Return to note 18 The interactions of these important neurotransmitter systems intricately associated with mechanisms for both PTSD (and perhaps unresolved loss) and substance abuse or addiction (Antelman et al., 1997; Cramer, 2002; Resnick, Yehuda, & Acierno, 1997) suggest a strong need for more investigation into connections between adolescent unresolved loss and substance abuse among traditional age college students, a pursuit clearly outside of the scope of this essay.

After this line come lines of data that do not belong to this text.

PR #881, opened 2023-08-31
Autocomplete: Add tracing for network requests

philipp-spiess:
This PR adds request tracing for autocomplete behind a feature flag. The plan is to enable tracing for 5% of the population so we can start collecting traces.

## Test plan

- Connect to localhost and throw in the `codecompletion.go` file
- Enable the FF for your user
- Observe that a trace ID is included in the error ping

```
█ logEvent (telemetry disabled): CodyVSCodeExtension:completion:error {"message":"error parsing response CodeCompletionResponse: SyntaxError: Unexpected token 'U', \"Unsupporte\"... is not valid JSON, response text: Unsupported custom model\n","traceId":"5a672ce14f16225b53e46f0afc6e02e9","count":1}
```

### DIFF
--- a/lib/shared/src/experimentation/FeatureFlagProvider.ts
+++ b/lib/shared/src/experimentation/FeatureFlagProvider.ts
@@ -7,6 +7,7 @@ export enum FeatureFlag {
     // product code
     TestFlagDoNotUse = 'test-flag-do-not-use',
 
+    CodyAutocompleteTracing = 'cody-autocomplete-tracing',
     CodyAutocompleteIncreasedDebounceTimeEnabled = 'cody-autocomplete-increased-debounce-time-enabled',
     CodyAutocompleteStreamingResponse = 'cody-autocomplete-streaming-response',
     CodyAutocompleteDefaultProviderFireworks = 'cody-autocomplete-default-provider-fireworks',
--- a/lib/shared/src/sourcegraph-api/errors.ts
+++ b/lib/shared/src/sourcegraph-api/errors.ts
@@ -9,6 +9,24 @@ export class RateLimitError extends Error {
     }
 }
 
+export function isRateLimitError(error: Error): error is RateLimitError {
+    return error instanceof RateLimitError
+}
+
+export class NetworkError extends Error {
+    constructor(
+        message: string,
+        public traceId: string | undefined
+    ) {
+        super(message)
+        Object.setPrototypeOf(this, NetworkError.prototype)
+    }
+}
+
+export function isNetworkError(error: Error): error is NetworkError {
+    return error instanceof NetworkError
+}
+
 export function isAbortError(error: Error): boolean {
     return (
         // http module
@@ -17,8 +35,4 @@ export function isAbortError(error: Error): boolean {
         error.message.includes('The operation was aborted') ||
         error.message.includes('The user aborted a request')
     )
-}
-
-export function isRateLimitError(error: Error): boolean {
-    return error instanceof RateLimitError
 }
--- a/vscode/src/completions/client.ts
+++ b/vscode/src/completions/client.ts
@@ -28,8 +28,8 @@ export function createClient(
     featureFlagProvider?: FeatureFlagProvider,
     logger?: CompletionLogger
 ): CodeCompletionsClient {
-    function getCodeCompletionsEndpoint(): string {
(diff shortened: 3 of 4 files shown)


lib/shared/src/experimentation/FeatureFlagProvider.ts
```diff
@@ -7,6 +7,7 @@ export enum FeatureFlag {
     // product code
     TestFlagDoNotUse = 'test-flag-do-not-use',
 
+    CodyAutocompleteTracing = 'cody-autocomplete-tracing',
```
philipp-spiess, line 10: I creates this flag on dotcom for 5% of users

eseliger (approved):
cc @bobheadxi since you know MUCH more about tracing

vscode/src/completions/client.ts
```diff
@@ -28,8 +28,8 @@ export function createClient(
     featureFlagProvider?: FeatureFlagProvider,
     logger?: CompletionLogger
 ): CodeCompletionsClient {
-    function getCodeCompletionsEndpoint(): string {
-        return new URL('/.api/completions/code', config.serverEndpoint).href
+    function getCodeCompletionsEndpoint(tracing?: boolean): string {
+        return new URL('/.api/completions/code' + (tracing ? '?trace=1' : ''), config.serverEndpoint).href
```
bobheadxi, line 32: have you confirmed this works? I was under the impression that `?trace=1` only works in some web app areas, and that to get tracing via the API we use `X-Sourcegraph-Should-Trace` header https://sourcegraph.sourcegraph.com/search?q=context:sourcegraph+X-Sourcegraph-Should-Trace&groupBy=repo

vscode/src/completions/client.ts
```diff
@@ -41,18 +41,24 @@ export function createClient(
...
-            const isFeatureFlagEnabled = featureFlagProvider
-                ? await featureFlagProvider.evaluateFeatureFlag(FeatureFlag.CodyAutocompleteStreamingResponse)
-                : false
-            const enableStreaming = !!isNode && isFeatureFlagEnabled
 
-            const response = await fetch(getCodeCompletionsEndpoint(), {
+            const enableStreaming = !!isNode && !!streamingResponseFlagEnable
+
+            const url = getCodeCompletionsEndpoint(tracingFlagEnabled)
+            const response: Response = await fetch(url, {
```
bobheadxi, line 61: Do we always start a span in the web app as well, to make the backend trace that gets generated link up usefully in client?

lib/shared/src/sourcegraph-api/errors.ts
```diff
@@ -9,6 +9,24 @@ export class RateLimitError extends Error {
...
+
+export class NetworkError extends Error {
+    constructor(
+        message: string,
+        public traceId: string | undefined
+    ) {
+        super(message)
+        Object.setPrototypeOf(this, NetworkError.prototype)
+    }
+}
```
bobheadxi, line 24: awesome to collect this here 😁

vscode/src/completions/client.ts
philipp-spiess: @bobheadxi Yeah it worked but I can use the http header too :)

vscode/src/completions/client.ts
philipp-spiess: We don't have any tracing span infrastructure for VS Code yet but I can technically use whatever we have on the web if you point me to it? Caveat is that it can neither _exclusively_ use Node.js APIs or Web APIs, so if it relies on async local storage, this might be a bit tricky to adapt, but it would be AWESOME if we can join these somehow and do have that data.

philipp-spiess: @bobheadxi Would you be interested in helping me get this set up? Now that you gave me a taste of it, I want the full thing 🙈 I now want E2E traces for completions spanning over VS Code, the SG instance, and Gateway 🥹

Also I think let's merge this PR that enables tracing on the backend first and then we can extend it with frontend spans, how does that sound?

valerybugakov: @bobheadxi, can we use the same OpenTelemetry infra we used for the web application here to get all the benefits of the distributed tracing and OTel collector we already have on the cloud instance?

philipp-spiess: Moving this to a new issue: https://github.com/sourcegraph/cody/issues/901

Return to note 19 Also outside the scope of this essay but a problem associated with the oscillation between hyperarousal, re-experiencing, and avoidance symptoms is Pynoos, et al.’s (1997) strong correlation between PTSD symptoms in children and the development of attention deficit
disorder symptoms (see also Teicher, Ito, Glod, Andersen, Dumont, & Ackerman, 1997). Furthermore, situational reminders, sometimes as innocuously seeming as a crack in the wall, in the learning environment of the traumatic event have been linked in Pynoos et al. animal studies with “catastrophic cohort aggression,”
suggesting that there may be a relationship between situational reminders and cohort “irritability, hostile aggression, and propensity to retaliatory violence”
(p. 189). These arguments suggest that children and adolescents with PTSD may experience reminders in the school setting that strengthen PTSD symptoms in association with schooling. Away from situational reminders of both the trauma and schooling, PTSD symptoms may fade only to be re-evoked when they return to school as adults. In a similar fashion, if students who developed PTSD as adults encounter traumatic event reminders in their school locations, they may find themselves unexpectedly re-experiencing trauma memories and hyperarousal that will in turn affect the speed and effectiveness of their efforts to learn.
Return to note 20 Connectionism, which argues that a particularly robust property of mind is pattern completion, appears to suggest that the resemblance of nontraumatic to traumatic stimuli needs to share very few features to elicit a preliminary judgment of a pattern match (Tryon, 1993a, 1993b, 1995, 1998, 1999).